# My New Barn Squat!



## Arapala (Jun 2, 2009)

It's my first sqaut!!! But on the weekends i usually go to a town about 40 miles away from me to hang out with some of my friends and shit, its fun. I hate not having a place to stay sometimes and i get tired of staying at my friends house because a lot of them are still in high school and live with there parents. Anyways, I found this barn about a year ago in the when i was doing some photography in these woods. its not to far out in the woods but far enough. Its awesome because there used to be a house next to it but it has fallen down almost completely. I am pretty sure it is owned by the farmer who owns the field/woods it is located in. The barn is still in pretty good shape. I am heading out there this weekend in to do a little house cleaning. I cant wait! It even has a hay loft woo hoo!


----------



## mkirby (Jun 2, 2009)

That looks awesome.


----------



## Arapala (Jun 2, 2009)

rememberusername said:


> looks wicked. how do you commute the 40 miles? bike, hitch-hike? where is this located?

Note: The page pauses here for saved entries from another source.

PR #1204, opened 2022-12-03
fix: remove trim `_pxx`

cokemine:
This should fix for some pictures titled end with _xxx, e.g. https://www.pixiv.net/artworks/100345141

`リコリス・リコイル_02.txt` shouldn't be trimed to `リコリス・リコイル.txt`

However, I don't know why `info_filename = re.sub(r'_p?\d+$', '', info_filename)` code exists. I checked the commit history and found that this was added six years ago, I think it may be a historical problem

### DIFF
--- a/PixivImageHandler.py
+++ b/PixivImageHandler.py
@@ -322,8 +322,6 @@ def process_image(caller,
                                                           searchTags=search_tags,
                                                           useTranslatedTag=config.useTranslatedTag,
                                                           tagTranslationLocale=config.tagTranslationLocale)
-                # trim _pXXX
-                info_filename = re.sub(r'_p?\d+$', '', info_filename)
                 info_filename = PixivHelper.sanitize_filename(info_filename + ".infoext", target_dir)
                 if config.writeImageInfo:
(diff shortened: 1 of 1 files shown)


Nandaka:
it is for manga images, if you don't remove it, the info file will contains _pxx

cokemine:
I 've tested both single image and manga images. I found that deleting this code did not change the output(except the bug that I mentioned), that's why I have that question

cokemine:
I used the default config
```
filenameFormat = %artist% (%member_id%)/%urlFilename% - %title%
filenameMangaFormat = %artist% (%member_id%)/%urlFilename% - %title%
filenameInfoFormat = %artist% (%member_id%)/%urlFilename% - %title%
filenameMangaInfoFormat = %artist% (%member_id%)/%urlFilename% - %title%
```
`info_filename` is end with `%title%`, and `_pxx` will be only trimed from `%title%` not from `%urlFilename%`


So all the manga information will be in the format `id_pXX - title` and `_pXX` won't be trimed

PR #1217, opened 2022-12-28
Add the unused configuration option "extensionFilter" to the app.

Terryble2:
This change allows users to put an extensionFilter configuration in their config.ini.

My personal use case is to only ever download images and never ugoiras with jpg|png|gif.


cglmrfreeman:
So this isn't actually implemented at this point? Just an option has been created for it?

PR #1266, opened 2023-05-01
Add option to manually specify file extension inside file names.

Baa14453:
Digikam recently changed the behaviour of XMP sidecar files and now they need to match the full file-name of the associated image, ie. what used to be:
> image.jpg
> image.xmp

is now:
> image.jpg
> image.jpg.xmp

This PR adds the option to use %file_ext% in the file naming process so I can change my filename config to say "image.%file_ext%".

Now I have to go rename 140,000 sidecar files thanks Digikam...


Nandaka:
you apply this for the `filenameInfoFormat`, right?

Baa14453:
> you apply this for the `filenameInfoFormat`, right?

Yes, but it can be used for `filenameFormat` too etc.

Nandaka:
if you used it in `filenameFormat`, will it duplicate the extension if you put it at the end?

Baa14453:
Something's not right it's only working sometimes i'll get back to this

Issue #1312, opened 2023-12-03
Ignore zip file from fanbox while re-encoding of all ugoira present in folder


HTYISABUG:
### Prerequisites

* [x] Did you read FAQ section in [readme.md](https://github.com/Nandaka/PixivUtil2/blob/master/readme.md)?
* [x] Did you test with the latest [releases](https://github.com/Nandaka/PixivUtil2/releases "latest releases") or [commit](https://github.com/Nandaka/PixivUtil2/commits/master "latest commit") ?
* [x] Did you search for existing issues in [Issues](https://github.com/Nandaka/PixivUtil2/issues)?

### Description

When "re-encoding of all ugoira present in folder", script also processing zip files that are not ugoira.

Please ignore zip file from fanbox or add filter to filename such as `*ugoira*.zip` while "re-encoding of all ugoira present in folder", since creator usually provide file other than images or video such as PSD file using zip compression.

Also, ugoira should be a pixiv only feature ?

### Steps to Reproduce

1. Download a fanbox post that contents zip file
2. Run "re-encoding of all ugoira present in folder"

**Expected behavior:** Script only processes ugoira

**Actual behavior:** Script also processes files that are not ugoira

**Log file:** [Attach the `pixivutil.log` file in the application folder, recommended to delete the old file, reproduce the issue, and upload the newly generated file here]
[pixivutil.log](https://github.com/Nandaka/PixivUtil2/files/13538846/pixivutil.log)

### Versions
20230105

You can get this information from executing `PixivUtil2.py --help`.
Latest version available in https://github.com/Nandaka/PixivUtil2/releases

PR #1313, opened 2023-12-03
Fix re-encoding not ugoira zip files

HTYISABUG:
Possible fix issue #1312

### DIFF
--- a/PixivImageHandler.py
+++ b/PixivImageHandler.py
@@ -480,7 +480,7 @@ def process_ugoira_local(caller, config):
                 zip_name = os.path.splitext(os.path.basename(zip))[0]
                 zip_dir = os.path.dirname(zip)
                 image_id = zip_name.partition("_")[0]
-                if image_id not in list_done:
+                if 'ugoira' in zip_name and image_id not in list_done:
                     counter += 1
                     PixivHelper.print_and_log(None, f"# Ugoira {counter}")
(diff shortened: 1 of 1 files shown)


PixivImageHandler.py
```diff
@@ -480,7 +480,7 @@ def process_ugoira_local(caller, config):
                 zip_name = os.path.splitext(os.path.basename(zip))[0]
                 zip_dir = os.path.dirname(zip)
                 image_id = zip_name.partition("_")[0]
-                if image_id not in list_done:
+                if 'ugoira' in zip_name and image_id not in list_done:
```
Nandaka, line 483: this is assuming the zip file will always contains ugoira in the filename, right?

HTYISABUG: Yes.
According to my observation, all ugoira downloaded are in format

`{id}_ugoira{resolution} - {name}.zip`

But file attached in fanbox usually do not contain "ugoira" in filename, such as

`189281_p0_7RHGqTqoO0JzAJg23uGWPl9C - 過去絵-サイド高画質版-改.zip`.

FIlter by "ugoira" should be a acceptable method.

PatrickL546: I've checked my archive and there are no zip files with ugoira in the name. I have delete zip files set to True and I'm assuming the .ugoira files created from zip files have the same name so it should be safe. I hope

I bike it most of the time. Its fun and relaxing to me. Take me about 3.5-4 hours id say. I wake up at 5am and ride all the way there because there are barely any cars on the road at that time. Also i mean to put it up in the post, but its located in Davison Mi.


----------



## Birdy (Jun 2, 2009)

Awh man I love barns! That's such an awesome find!!


----------



## Arapala (Jun 2, 2009)

Ill take some more pictures and a video of the place so everyone can see all THREE levels of the barn


----------



## rideitlikeyoustoleit (Jun 4, 2009)

I love it!!!


----------



## Mouse (Jun 5, 2009)

cool place. I'm going to break the self-timer function on your camera


----------



## pillowtron (Jun 8, 2009)

sweet! looks awesome


----------



## madewithpaint (Jun 8, 2009)

i'd say you scored.
cool pictures by the way.


----------



## RnJ (Jun 9, 2009)

Great place. Who's that in the photos?


----------



## Arapala (Jun 10, 2009)

Thanks everyone, and RnJ thats me!


----------



## RnJ (Jun 10, 2009)

You look like a pretty legit and kid...purely external judgement thought. ;c\


----------



## baracudaboy (Aug 17, 2009)

I just LOVE the second one.
What a cool squat you've found!


----------



## Rash L (Aug 17, 2009)

BEAUTIFUL photographs. Good Job


----------



## Bendixontherails (Aug 17, 2009)

ArrowInOre said:


> .Jealous Stew,





mmmmm.... Jealous Stew. 

can I get the recipe on that?


----------



## camthecrusty (Aug 17, 2009)

great find! the supports and walls look in decent condition.


----------



## Matt Derrick (Aug 22, 2009)

where is the extra pictures nd video?


----------



## dirtyloudproud (Aug 31, 2009)

This looks fucking sweet as hell


----------



## jigz (Sep 7, 2009)

where at in davison michigan, i live in lapeer


----------



## Winter (Sep 8, 2009)

That...is fucking amazing!


----------